Adding Components to Dates

Another frequent programming task is to calculate a date from an offset like “tomorrow” or “next week”.

If you’re adding a single calendar component value, you can use the Calendar method date(byAdding:value:to:):

let date = Date() // 2018-10-10T10:00:00+00:00
let calendar = Calendar.current

var tomorrow: Date?

// Bad
tomorrow = date.addingTimeInterval(60 * 60 * 24)

// Good
tomorrow = calendar.date(byAdding: .day,
                         value: 1,
                         to: date)

For more than one calendar component value, use the date(byAdding:to:) method instead, passing a DateComponents object.

let date = Date()
let calendar = Calendar.current

// Adding a year
calendar.date(byAdding: .year, value: 1, to: date)

// Adding a year and a day
let dateComponents = DateComponents(year: 1, day: 1)
calendar.date(byAdding: dateComponents, to: date)
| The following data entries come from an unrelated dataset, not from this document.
PR #922, opened 2025-10-06
[WiP] Adding downstream tasks for surya

Joao-L-S-Almeida:

PR #967, opened 2025-10-29
Support for inference using Surya downstream models

Joao-L-S-Almeida:
This is a partial PR and advances some of the features which will be completed with PR #922. 
This PR is paving the way to remove submodules and strict dependencies for externally-provided models.

### DIFF
--- a/terratorch/__init__.py
+++ b/terratorch/__init__.py
@@ -1,5 +1,9 @@
 # Copyright contributors to the Terratorch project
 
+# Mute albumentations version info
+import os
+os.environ["NO_ALBUMENTATIONS_UPDATE"] = "True"
+
 import terratorch.models  # noqa: F401
 from terratorch.models.backbones import *  # register models in registries # noqa: F403
 from terratorch.registry import BACKBONE_REGISTRY, DECODER_REGISTRY, MODEL_FACTORY_REGISTRY, FULL_MODEL_REGISTRY  # noqa: F401
--- a/terratorch/cli_tools.py
+++ b/terratorch/cli_tools.py
@@ -64,8 +64,6 @@ from terratorch.tasks import (
 from terratorch.utils import compute_mask_statistics, compute_statistics
 
 logger = logging.getLogger("terratorch")
-# Mute albumentations version info
-logging.getLogger("albumentations.check_version").setLevel(logging.WARNING)
 
 from terratorch.utils import remove_unexpected_prefix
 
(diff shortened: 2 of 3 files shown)


pyproject.toml
```diff
@@ -64,6 +64,8 @@ dependencies = [
   "tqdm",
   "wandb",
   "tensorboard",
+  # It will be added when the package is released
```
romeokienzler: shouldn't it go to a different section, e.g.

[surya]

terratorch/models/backbones/__init__.py
```diff
@@ -14,6 +14,6 @@
 
 try:
     import terratorch.models.backbones.heliofm_register
```
romeokienzler, line 17: this one we are keeping? or should it go to the surya package as well?

terratorch/models/backbones/heliofm_register.py
```diff
@@ -1,9 +1,25 @@
 import logging
+
 import huggingface_hub
-from torch import nn
 import torch
+from terratorch_surya.downstream_examples.ar_segmentation.models import (
```
romeokienzler, line 5: did you test if the code is not breaking in case surya is not present in the venv and you run a different e.g. EO task?

terratorch/models/surya_model_factory.py
```diff
@@ -0,0 +1,67 @@
+import importlib
```
romeokienzler: also please make sure this code doesn't break other tasks in case surya is not installed

pyproject.toml
Joao-L-S-Almeida: That is right.

terratorch/models/backbones/__init__.py
Joao-L-S-Almeida: The register will still be in terratorch, but inside it the models are invoked from the surya package. If the package isn't installed it won't be imported (it's bypassed) and the general working isn't affected.

terratorch/models/backbones/heliofm_register.py
Joao-L-S-Almeida: It's a good test.

Joao-L-S-Almeida: I made the imports conditional and skipped the related tests when `terratorch_surya` isn't installed.

pyproject.toml
Joao-L-S-Almeida: Done.

terratorch/models/surya_model_factory.py
Joao-L-S-Almeida: I removed it. It'll be part of the PR #922.

romeokienzler (approved):

PR #989, opened 2025-11-04
Geobench from GH

Joao-L-S-Almeida:


pyproject.toml
```diff
@@ -126,7 +126,7 @@ peft = [
 ]
 
 geobenchv2 = [
-  "geobench_v2",
+  "geobench_v2@git+https://github.com/The-AI-Alliance/GEO-Bench-2.git@main",
```
christian-pinto:
```suggestion
  "geobenchv2@git+https://github.com/The-AI-Alliance/GEO-Bench-2.git@main",
```

Otherwise, If I try to install with the optional `geobenchv2` I get the below error

```
  WARNING: Generating metadata for package geobench_v2 produced metadata for project name geobenchv2. Fix your #egg=geobench_v2 fragments.
Discarding git+https://github.com/The-AI-Alliance/GEO-Bench-2.git@main: Requested geobenchv2 from git+https://github.com/The-AI-Alliance/GEO-Bench-2.git@main (from terratorch==1.1->terratorch==1.1) has inconsistent name: expected 'geobench-v2', but metadata has 'geobenchv2'
INFO: pip is looking at multiple versions of terratorch[geobenchv2] to determine which version is compatible with other requirements. This could take a while.
ERROR: Could not find a version that satisfies the requirement geobench-v2 (unavailable) (from terratorch[geobenchv2]) (from versions: none)

```

christian-pinto: Even with that change there is an issue with the dependencies between terratorch and geobenchv2

```
pip install "dist/terratorch-1.1-py3-none-any.whl[geobenchv2]"

...
...
ERROR: Cannot install terratorch and terratorch[geobenchv2]==1.1 because these package versions have conflicting dependencies.

The conflict is caused by:
    terratorch 1.1 depends on segmentation-models-pytorch<=0.4
    terratorch[geobenchv2] 1.1 depends on segmentation-models-pytorch<=0.4
    torchgeo 0.7.2 depends on segmentation-models-pytorch>=0.5
    torchgeo 0.7.1 depends on segmentation-models-pytorch>=0.5
```

romeokienzler (dismissed):

christian-pinto (changes requested):

pyproject.toml
romeokienzler: thanks @christian-pinto I think https://pypi.org/search/?q=geobenchv2 it was not yet released, so it can't work

@paolo-fraccaro r u planning to release today? cc @Joao-L-S-Almeida 

#992 will fix the the deps problem

christian-pinto: If you see my suggestion the problem is in the package name that is not `geobench_v2` but `geobenchv2`. I have suggested a change that I have tested to be working. 

It should be

```
geobenchv2@...
```

This is not related to a geobenchv2 release.

Joao-L-S-Almeida: I believe the PR #995 should solve the conflict with `smp`.

PR #994, opened 2025-11-07
Configuration for `tox`

Joao-L-S-Almeida:
This configuration allows the execution of local tests for multiple versions in environments re-created on demand. 
To run the tests for all the versions, install `tox` (via `pip` or `uv`) and
```
tox run
```
For a specific version:
```
tox run run -e 3.13
```
In case you don't have some Python versions installed, `tox` will skip them.

### DIFF
--- a/docs/about/contributing.md
+++ b/docs/about/contributing.md
@@ -35,6 +35,18 @@ modification be merged to `main`. In this way, when an user wants to modify
     ```
     pytest -s -v tests/
     ```
+* To run the tests for all the versions:
+1. install `tox` (via `pip` or `uv`)
+2. Run `tox`:
+```
+tox run
+```
+3. For a specific version:
+```
+tox run run -e 3.13
+```
+
+In case you don't have some Python versions installed, `tox` will skip them. 
 * If all the tests are passing, you can open a PR to `terratorch:main` describing what you are adding and why
     that is important to be merged. You
     do not need to choose a reviewer, since the maintainers will check the new open PR and request review for it by themselves.  


tox.ini
```diff
@@ -0,0 +1,13 @@
...
+requires =
+    tox >= 4.20
+env_list =
+    3.13
+    3.12
+    3.11
+
+[testenv]
+deps =
+    git+https://github.com/The-AI-Alliance/GEO-Bench-2.git@main
```
christian-pinto: I cannot test this PR because GEO-Bench-2  has conflicting dependencies with TerraTorch. 

I believe we should first implement https://github.com/terrastackai/terratorch/issues/992 and then rebase this one and test.

Joao-L-S-Almeida: Yes.

Joao-L-S-Almeida: This could be the solution: https://github.com/terrastackai/terratorch/pull/995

If you really want to be pedantic when time traveling, though, the method you’re looking for is nextDate(after:matching:matchingPolicy:repeatedTimePolicy:direction:). For example, if you wanted to find the date corresponding to the next time with the same time components (hour, minute, second, nanosecond) and wanted to be specific about how to handle phenomena like 2:59AM occurring twice on November 4th, 2018, here’s how you might do that:

let dateComponents =
    calendar.dateComponents([.hour,
                             .minute,
                             .second,
                             .nanosecond],
                            from: date)

tomorrow = calendar.nextDate(after: date,
                             matching: dateComponents,
                             matchingPolicy: .nextTime,
                             repeatedTimePolicy: .first,
                             direction: .forward)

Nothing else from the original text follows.